Ada Emmett hopes to help change the world of academic publication

Nick Krug/Journal-World Photo.Ada Emmett, scholarly communications librarian at Kansas University's Center for Digital Scholarship, is pictured on Tuesday, July 5, 2011. Emmett says the focus at the center is to digitize and make public collections of scholarly work authored and created by faculty and students.

The topic of Ada Emmett’s very first class in library science was scholarly communication reform — a branch of library work that has had a profound impact on the course of her life.

“I thought, ‘If this is what librarians do, then I want to be a librarian,'” she said.

This class was where she first learned of the unsettling trend in scholarly communications of work becoming increasingly less available.

A number of factors account for this trend, including mergers within the publishing industry, which lead to less competition and higher prices for the works. Publishing companies no longer view themselves as a way to communicate information but rather as a means to generate profits, she said.

“As scholarly information becomes commodified, access to it goes down,” said Emmett.

Increased prices for scholarly works coupled with declining budgets for universities has forced many libraries to drop journal subscriptions, further limiting access to information.

Last year, Kansas University paid $4 million in journal subscriptions.

“Knowledge belongs to society at large, and it is the quintessential public good,” said Marc Greenberg, chairman and professor in the Department of Slavic Languages and Literature, and a leading proponent of scholarship reform.

“Another way of thinking about it is this way: We all subsidize research (the advancement of knowledge) in various ways — through taxes, tuition or donations to private foundations that foster research,” Greenberg said. “Why should the public be charged again to access a scholarly article?”

It was also in her first library science class where Emmett learned about the role librarians could have in reforming the system.

“For me it is a question of social justice,” said Emmett, noting that scholars rarely get paid by the publishers either for the articles, or to review and edit the works.

Her interest in reforming scholarly communication led her to seek a master’s degree in library science at the University of Washington. After graduation, she accepted a position as a science librarian at KU.

Although her current position at the Center for Digital Scholarship did not exist when she arrived in Lawrence, Emmett knew the university was heading in the right direction under David Shulenburger, who began working to reform the way scholarship was disseminated during his tenure as provost at KU.

In 2003, Shulenburger began planning a digital repository where university scholars could publish their work. In 2005, KU ScholarWorks was launched, where digital copies of articles and works produced by KU professors are available to anyone with access to the Internet for free.

Currently, there are just over 6,700 documents in KU ScholarWorks, which includes full-length manuscripts, articles and interviews.

“We have several books that are no longer in print, and the professors wanted to make them available to other scholars,” Emmett said.

More material is added continually. Several years ago, KU master’s and doctoral students agreed to place digital copies of their theses and dissertations in KU ScholarWorks.

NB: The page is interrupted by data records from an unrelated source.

PR #9620, opened 2023-11-22
[css-logical] Add `block-start` and `block-end` values to `caption-side` property

ramiy:
While documenting the `caption-side` property on MDN we noticed that the flow-relative `block-start` and `block-end` values are not defined by any spec, although they are mentioned in the spec.

- [Cascading Style Sheets Level 2 Revision 2](https://drafts.csswg.org/css2/#propdef-caption-side) spec defines the `top` | `bottom` | `inherit` values.
- [CSS Logical Properties and Values Level 1](https://drafts.csswg.org/css-logical/#caption-side) spec defines the `inline-start` | `inline-end` values.

The `block-start` and `block-end` values are mentioned but not really defined in the spec.

### DIFF
--- a/css-logical-1/Overview.bs
+++ b/css-logical-1/Overview.bs
@@ -204,11 +204,11 @@ Logical Values for the 'caption-side' Property</h3>
 
   <pre class="propdef partial">
     Name: caption-side
-    New values: inline-start | inline-end
+    New values: inline-start | inline-end | block-start | block-end
     Computed value: specified keyword
   </pre>
 
-  These two values are added only for implementations that support
+  These two inline values are added only for implementations that support
   ''caption-side/left'' and ''caption-side/right'' values for 'caption-side'.
   The ''caption-side/left'' and ''caption-side/right'' values themselves
   are defined to be <a>line-relative</a>.


css-logical-1/Overview.bs
```diff
@@ -204,11 +204,11 @@ Logical Values for the 'caption-side' Property</h3>
 
   <pre class="propdef partial">
     Name: caption-side
-    New values: inline-start | inline-end
+    New values: inline-start | inline-end | block-start | block-end
     Computed value: specified keyword
   </pre>
 
-  These two values are added only for implementations that support
+  These two inline values are added only for implementations that support
```
SebastianZ, line 211: The two inline values...

SebastianZ (changes requested):
Logical Properties 1 says this:

> The existing `top` and `bottom` values are idiosyncratically redefined as assigning to the block-start and block-end sides of the table, respectively.

So those actually are flow-relative, even when they refer to physical sides.

Though I think it makes sense to add them as aliases to the existing `top` and `bottom` keywords. Therefore, I have created #9623 to discuss their addition.

Sebastian

Loirooriol (changes requested):
This needs to be discussed in https://github.com/w3c/csswg-drafts/issues/9623

But anyways, if we end up adding `block-star` and `block-end`, it doesn't make sense to condition them on supporting `left` and `right`.

css-logical-1/Overview.bs
ramiy: It refers to `inline-start` and `inline-end`.

Loirooriol: Very confusing to start with "these" if you are only referring to some of them, something like this is clearer:

```suggestion
  The ''caption-side/inline-start'' and ''caption-side/inline-end'' values
  are added only for implementations that support
```

ramiy: Much better, thank you.

ramiy:
[Cascading Style Sheets (CSS) Level 2](https://drafts.csswg.org/css2/#caption-position) - defines only `top` | `bottom` | `inherit`

image


[CSS Logical Properties and Values Level 1](https://drafts.csswg.org/css-logical/#caption-side) - defines only `inline-start` | `inline-end`

image

No spec defines `block-start` and `block-end`.

PR #9630, opened 2023-11-23
[css-view-transitions-1] Add a note about why view-transition-name is animatable

### LINKED ISSUE #9616: [css-values-4] Advanced simplification of calc-operator nodes
Maybe returning a result *in its canonical unit* should not be mandatory?

  > 4. If `root` is an operator node that’s not one of the calc-operator nodes, and all of its calculation children are numeric values with enough information to compute the operation root represents, return the result of running `root`’s operation using its children, **expressed in the result’s canonical unit**.

https://drafts.csswg.org/css-values-4/#simplify-a-calculation-tree

It prevents simplifying `min(1em)` as `calc(1em)` (related: #9559), `clamp(0em, 2em, 1em)` as `calc(1em)`, `round(1.1em, 1em)` as `calc(1em)`, etc.

Chrome/FF currently simplify `min(max(1%, -1%))` as `max(1%, -1%)`. There does not seem to be any corresponding WPT tests. Support for other math functions is still low so I have not tested them.

noamr:
As per resolution
Closes #9616

### DIFF
--- a/css-view-transitions-1/Overview.bs
+++ b/css-view-transitions-1/Overview.bs
@@ -519,6 +519,11 @@ urlPrefix: https://wicg.github.io/navigation-api/; type: interface;
 	Animation type: discrete
 	</pre>
 
+	Note: though 'view-transition-name' is [=discrete|discretely animatable=], animating it doesn't
+	affect the running view transition. Rather, it's a way to set its value in a way that can change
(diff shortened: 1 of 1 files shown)


khushalsagar:
Just make sure bikeshed is happy before merging. :)

Issue #9233, opened 2023-08-24
[css-text-decor] [css-pseudo] text-decoration-line:: spelling-error inside ::spelling-error pseudo (and grammar)


schenney-chromium:
It was resolved in https://github.com/w3c/csswg-drafts/issues/7522 to ignore all other text-decoration properties when the `text-decoration-line`property has value `spelling-error` or `grammar-error`.

>When ''spelling-error'' or ''grammar-error'' apply, the user agent <em>must</em> disregard the other <a>sub-properties</a> of 'text-decoration', as well any other properties typically affecting the appearance of line decorations (such as 'text-underline-position', 'color', 'stroke', or 'fill') when rendering these decorations.

A side effect of this change is that
```
::spelling-error { text-decoration-color: blue; }
```
has no effect because the default `text-decoration-line` for `::spelling-error` is `spelling-error` (as one would hope).

Same applies to `::grammar-error`.

I propose that we accept this as working as intended, and update the spec to clearly say that `::spelling-error` will only respect text decoration properties when `text-decoration-line` is present with a value other than `spelling-error` or `grammar-error`. 
```
::spelling-error {
   text-decoration-line: underline;
   text-decoration-style: wavy;
   text-decoration-color: blue;
}
```

schenney-chromium:
@fantasai is the intent to say, yes, this is working as intended and update the spec as necessary?

schenney-chromium:
PR to do the edit: https://github.com/w3c/csswg-drafts/pull/9633

PR #9633, opened 2023-11-25
[css-pseudo-4] Clarify text decorations in ::spelling-error and ::grammar-error

schenney-chromium:
Issue #9233
Add a note for authors on the requirements for custom text-decorations inside ::spelling-error pseudo (and grammar).


fantasai (changes requested):
This is way too long for the problem it's solving.

fantasai:
I switched up the rules to use `text-decoration` instead of `text-decoration-line` to kind-of nudge people to use the shorthand also when trying to overwrite it. We could add a note, but this behavior should be very explicitly specified in the definition of these values; so I'm not sure how much we really need a note in this appendix here. But definitely we should keep it minimal if we add anything.

schenney-chromium:
I think something is needed because authors are quite likely to overlook this, just setting a `text-decoration-color` and expecting the UA rendered dots or squiggles to pick up the color, at least given the way Chrome renders error markers.

I simplified it to be more direct and moved it up to the section discussing properties in highlight pseudos.

This is basically a bandaid on the disconnect between `::spelling-error` defined here and `text-decoration-line: spelling-error` defined in the text-decor spec.

PR #9676, opened 2023-12-04
[css-view-transitions-1] Defer restoring persisted state until after capturing old state

noamr:
This fixes an issue that the spec restores the persisted state (e.g. scroll position) too eagerly, e.g. when calling `document.startViewTransition` inside a `popstate` handler, not giving the UA an opportunity to first capture the old state.

This exports an algorithm that should be called from the HTML spec when ready to automatically restore persisted state, e.g. after `popstate`. If the algorithm returns true, proceed as normal, otherwise the state will be restored after capturing the old state.

### DIFF
--- a/css-view-transitions-1/Overview.bs
+++ b/css-view-transitions-1/Overview.bs
@@ -47,6 +47,9 @@ spec:css-display-4; type: dfn; text:invisible;
 urlPrefix: https://wicg.github.io/navigation-api/; type: interface;
 	text: NavigateEvent
 	text: signal; for: NavigateEvent; url: #ref-for-dom-navigateevent-signal①
+urlPrefix: https://html.spec.whatwg.org/multipage/; spec: html; type: dfn;
+	text: restore persisted state; url: #restore-persisted-state
+	text: latest entry; url: #latest-entry
 </pre>
 
 <script async type="module" src="diagrams/resources/scaler.js"></script>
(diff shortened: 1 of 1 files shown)


css-view-transitions-1/Overview.bs
```diff
@@ -47,6 +47,9 @@ spec:css-display-4; type: dfn; text:invisible;
 urlPrefix: https://wicg.github.io/navigation-api/; type: interface;
 	text: NavigateEvent
 	text: signal; for: NavigateEvent; url: #ref-for-dom-navigateevent-signal①
+urlPrefix: https://html.spec.whatwg.org/multipage/; spec: html; type: dfn;
+	text: restore persisted state; url: #restore-persisted-state
+	text: latest entry; url: #latest-entry
```
domenic, line 52: Instead of poking into HTML's externals, try to get https://github.com/whatwg/html/pull/9996 to export the appropriate parts.

(I'm a bit scared of exporting "latest entry" though, since it's a pretty low-level detail... document's node navigable's active session history entry would be a more public API. Maybe it's the same thing in this case?)

css-view-transitions-1/Overview.bs
```diff
@@ -1094,6 +1097,18 @@ urlPrefix: https://wicg.github.io/navigation-api/; type: interface;
...
 			Note: this is used for cross-document view transitions.
+
+		: <dfn>persisted state restoration</dfn>
+		:: One of the following, initially "`defer`":
+
+			1. "`defer`".
+			1. "`pending`".
+			1. "`immediate`".
+
+			Note: this is used to defer automatic restoration of persisted state, e.g. scroll position,
```
khushalsagar, line 1108: Can you add what immediate implies as well?

khushalsagar (commented):
Do you have the html spec PR which will use this? Would help to review that together with this.

noamr:
> Do you have the html spec PR which will use this? Would help to review that together with this.

https://github.com/whatwg/html/pull/9996

css-view-transitions-1/Overview.bs
```diff
@@ -1940,6 +1978,7 @@ Changes from <a href="https://www.w3.org/TR/2023/WD-css-view-transitions-1-20230
 * Copy `color-scheme` from DOM element to ''::view-transition-group()''. See <a href="https://github.com/w3c/csswg-drafts/issues/9276">issue 9276</a>.
 * Expose [=auto-skip view transition=] for a {{Document}}, to allow having outbound cross-document transitions preceed programmatic view transiitons. see <a href="https://github.com/w3c/csswg-drafts/issues/9512">issue 9512</a>.
 * Add a note about why 'view-transition-name' should be animatable.
+* Export an algorithm and add mechanism to defer restoring scroll/persisted state.
```
khushalsagar, line 1981: Is there a link to an html or csswg issue where this was discussed?

PR #9688, opened 2023-12-08
[css-color-4] Fixed a few issues regarding hue interpolation

SebastianZ:
This fixes the issues I outlined in https://github.com/w3c/csswg-drafts/commit/7148b31cbc862faba3c1e6f6dcd481d2a06d47b7.

Sebastian

### DIFF
--- a/css-color-4/Overview.bs
+++ b/css-color-4/Overview.bs
@@ -1085,12 +1085,12 @@ any achromatic color will have a [=powerless=] hue component.
 		to achieve an effect where you only <em>want</em> 
 		to interpolate certain components of a color.
 
-		For example, to animate a color to "grayscale", no matter what the color is,
+		For example, to interpolate a color to "grayscale", no matter what the color is,
 		one can interpolate it with ''oklch(none 0 none)''.
 		This will take the hue and lightness from the starting color,
-		but animate its chroma down to 0,
+		but interpolate its chroma down to 0,
 		rendering it into an equal-lightness gray
-		with a steady hue across the whole animation.
+		with a steady hue across the whole interpolation.
 
 		Doing this manually would require 
 		matching the hue and lightness of the starting color explicitly.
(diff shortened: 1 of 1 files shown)


svgeesus:
As I said at the time, I disagree that changing "animated" to "interpolated" helps.

We are talking about interpolating two colors A and B. At the same time, B is being animated such that the hue angle between A and B passes through 180 degrees.

Saying "if B is being interpolated" is tautological, of course it is being interpolated. Saying "if it is also being animated" makes it clearer what is happening..

svgeesus:
(The proposed re-arrangements of the equations are fine, btw)

SebastianZ:
> As I said at the time, I disagree that changing "animated" to "interpolated" helps.

Though when talking about "animating hues", you are disregarding interpolations in gradients, filters, or when mixing colors. Or can the word animation be used in those contexts as well and it is just my non-native English interpretation that it is wrong in that case?

Sebastian

svgeesus:
> Though when talking about "animating hues", you are disregarding interpolations in gradients, filters, or when mixing colors. 

No, not at all. I get the sense we are talking past each other here; I'm not really understanding your point and you are not really understanding mine.

SebastianZ:
> > Though when talking about "animating hues", you are disregarding interpolations in gradients, filters, or when mixing colors.
> 
> No, not at all. I get the sense we are talking past each other here; I'm not really understanding your point and you are not really understanding mine.

Ok, so let me try to articulate it differently. Is it ok to use the word "animate" when talking about interpolating a value in gradients or mixing colors? I.e. are "animate" and "interpolate" synonyms in that context? Because I associate the word "animate" or "animation" with some kind of movement.

Sebastian

svgeesus:
Okay, that tells me that what I was trying to convey hasn't come across. No, I am not using them as synonyms.

SebastianZ:
> Okay, that tells me that what I was trying to convey hasn't come across. No, I am not using them as synonyms.

Ok, so you intentionally used "animate". Then it's obviously just me misunderstanding the meaning of that word in that context. So I reverted the changes related to that and only kept the ones we agreed on.

Sebastian

svgeesus (approved):

PR #9692, opened 2023-12-10
[css-2023] Possible errata in four specification names

BartolomeSintes:
In [CSS 2023](https://www.w3.org/TR/css-2023/) sections 2.1, 2.2 and 2.3 the names of four specifications do not match with the name that appear in the specifications themselves. 
- CSS User Interface Module Level 3 -> CSS Basic User Interface Module Level 3 
- CSS Text Decoration Level 3 -> CSS Text Decoration Module Level 3 
- CSS Masking Level 1 -> CSS Masking Module Level 1
- CSS Transitions Level 1 -> CSS Transitions

### DIFF
--- a/css-2023/Overview.bs
+++ b/css-2023/Overview.bs
@@ -463,7 +463,7 @@ Modules with Rough Interoperability</h3>
 	We hope to incorporate them into the [[#css-official|official definition of CSS]] in a future snapshot.
 
 	<dl>
-		<dt><a href="https://www.w3.org/TR/css-transitions-1/">CSS Transitions</a>
+		<dt><a href="https://www.w3.org/TR/css-transitions-1/">CSS Transitions Level 1</a>
 		[[CSS-TRANSITIONS-1]]
 		and <a href="https://www.w3.org/TR/css-animations-1/">CSS Animations Level 1</a>
 		[[CSS-ANIMATIONS-1]].
--- a/css-2023/Overview.bs
+++ b/css-2023/Overview.bs
@@ -307,7 +307,7 @@ Classification of CSS Specifications</h2>
 		<dd>
 			Introduces a flexible linear layout model for CSS.
 
-		<dt><a href="https://www.w3.org/TR/css-ui-3/">CSS User Interface Module Level 3</a>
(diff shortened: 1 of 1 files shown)


dbaron:
I think this may be a sign that we should be more consistent with the specification titles used in the specifications.  I've updated `css-transitions-1` to include "Level 1" in the title.  (My personal preference is that we use "Module" less, and current specifications appear more mixed on whether or not to use "Module".)

BartolomeSintes:
Indeed, most of the specifications begin with CSS in their title, except Media Queries (both [Level 3](https://www.w3.org/TR/mediaqueries-3/) and [Level 4](Level)), [Selectors](https://www.w3.org/TR/selectors-3/), [Web Animations](https://www.w3.org/TR/web-animations-1/), [Resize Observer](https://www.w3.org/TR/resize-observer-1/) and [Filter Effects](https://www.w3.org/TR/filter-effects-1/).
By the way, apart from CSS Transitions, Level is not included in the title of the following specifications: [Style attributes](https://www.w3.org/TR/css-style-attr/), [Speech](https://www.w3.org/TR/css-speech-1/), [Animations](https://www.w3.org/TR/web-animations-1/) and [Resize Observer](https://www.w3.org/TR/resize-observer-1/).

dbaron:
I think all those cases omitting "CSS" are intentionally different, since those specifications are either things (like selectors and media queries) that can be used outside of CSS or APIs (like Resize Observer) that aren't part of the CSS language despite being related to CSS.

css-2023/Overview.bs
```diff
@@ -463,7 +463,7 @@ Modules with Rough Interoperability</h3>
 	We hope to incorporate them into the [[#css-official|official definition of CSS]] in a future snapshot.
 
 	<dl>
-		<dt><a href="https://www.w3.org/TR/css-transitions-1/">CSS Transitions Level 1</a>
+		<dt><a href="https://www.w3.org/TR/css-transitions-1/">CSS Transitions</a>
```
svgeesus, line 466:
```suggestion
		<dt><a href="https://www.w3.org/TR/css-transitions-1/">CSS Transitions Level 1</a>
```

svgeesus (approved):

Although the repository is still in its infancy, signs are that it is performing its mission to make scholarship more widely available to scholars, policy makers and the public. Statistics Emmett has collected indicate that there have been over 2 million searches of the database since 2009, and over a million downloads have been made by users across the United States and from around the world, including in Kazakhstan, Iran, and Vietnam.

In 2009, members of the KU faculty again declared their desire to have their scholarship available to the public by adopting an open-access policy, meaning that the faculty publicly committed to supplying digital copies of all of their journal articles to KU ScholarWorks. KU was the first public university, and one of only a handful of U.S. institutions, including Harvard, Stanford and MIT, to have such a policy.

“There is a philosophical uniformity among the faculty to show support for this idea, a real ‘coalition of the willing,'” Emmett said. “Practically, however, it has taken a little longer to realize the mission.”

Funding agencies such as the NIH have recently gotten on board with the reform movement, now requiring scholars to put a copy of their research findings in an open repository as a condition of receiving funds.

“Publishers are learning to live with this new arrangement,” said Emmett, saying that the journals still hold copyrights to their final published version of the material, which includes their formatting and pagination.

“It feels like a fair compromise (balancing) the needs of the publisher with the needs of the citizens that ultimately fund the research,” she said. “The public can view the refereed version and the publisher can still make profits on the final version of record.”

Emmett calls her position one of the “public faces” of the open access movement at KU, working with faculty members to help them understand the publisher agreements they sign and the rights they should fight to keep in order that their work can be shared in KU ScholarWorks. “I feel like a midwife helping professors to give birth to this new entity,” she said.

Despite downplaying her role in the endeavor, those at KU understand the importance of Emmett’s work at the university.

“Without Ada’s vision, dedication and leadership it is hard to imagine that KU would have advanced as rapidly on the open access front as it has. She has created a working coalition of knowledgeable colleagues to drive the effort forward, not just at KU, but nationally and internationally as well,” Greenberg said.